I’m a conservative, and I believe the same thing. It’s just that I don’t believe that we should do something simply because we can. And KH’s glib “apply heat” is a short-hand for the application of the coercive power of the state in mega-tonnages unknown outside of dictatorships.

“I don’t want to get rid of actual racial and religious differences. I just want to get rid of the idea that the differences are worth fighting over.”

One thing which never changes is the left’s blindness to the law of unintended consequences. Whether KH wants it or not, the world he is trying to conjure up will be one in which racial and religious identity will be actively discouraged. And not just for other people, but for KH himself. The Soviet Union was dedicated to exactly the same idea KH is pushing (why does he think that he’s abandoned Communism?), and they persecuted their racial and religious minorities for just that reason. Left wing politics are a jealous god, and thou shalt have no other gods before them.

August 8

Ken Hechtman writes:

You’re right, I’m not coming from the same place as John McCain and Edward Kennedy on this issue. I’m coming from here:

By its own admission, No One Is Illegal is a radical group with a radical stand. It’s not the same as the mainstream “comprehensive immigration reform” movement.
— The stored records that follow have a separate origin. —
PR #848, opened 2015-12-07
Build: Windows compile work

sutherlandm:
Change check from Q_OS_Win to looking if _MSC_VER is defined as the former causes build failing with MinGW. Also remove MSVC2010 from supported Windows compilers.

### DIFF
--- a/qgroundcontrol.pro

I used to do some work on NOII campaigns and events a couple of years ago. I’ll still go to the occasional event but I’m less involved with them now. To the extent that I can, I try to bring the NDP towards NOII’s position. Sometimes it works. Last year, the party made recognition of foreign credentials a top priority and that was in part because another NOII member and I were in the right room at the right time.
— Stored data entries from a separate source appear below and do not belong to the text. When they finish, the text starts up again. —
PR #849, opened 2015-12-07
Fix 834

mrpilot2:
I've created a unit test that reproduces the segfault, no matter if filte1.4, or flite2.0 is installed on my Ubuntu 14.04

The unit test works fine for flite1.4 and flite2.0, if commit  5f0890a72bf227fc010c68517fe91b44efa850e1 is reverted


billbonney:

I agree that it would be a useful exercise for you to learn who’s who on our side (and not simply let Discover The Network tar everyone with the same brush). Much like I find it useful to learn who’s who on yours (and not let the Southern Poverty Law Center tar everyone with the same brush). But do you really need to rate everyone in reference to me personally?

It may seem, as I said earlier, that Ken Hechtman’s views are so extreme that they cannot be seen as representative of even the usual (i.e. the radical) pro-large-scale immigration, pro-open-borders position, such as that of the people who supported the Comprehensive Immigration Reform. But, because his views are so extreme, they might provide a useful index to see where open-borders supporters are really coming from.

LA replies:

I don’t know that it’s in terms of you personally, but rather that you gave virtually classic expression to certain positions, and it struck me that the way people respond to those positions would be informative. Besides, what’s wrong with being a touchstone?

Cindi S. writes:

Ken Hechtman believes Islam is assimilable? Assimilable to what, in lieu of a culture he doesn’t believe in, doesn’t champion and doesn’t want?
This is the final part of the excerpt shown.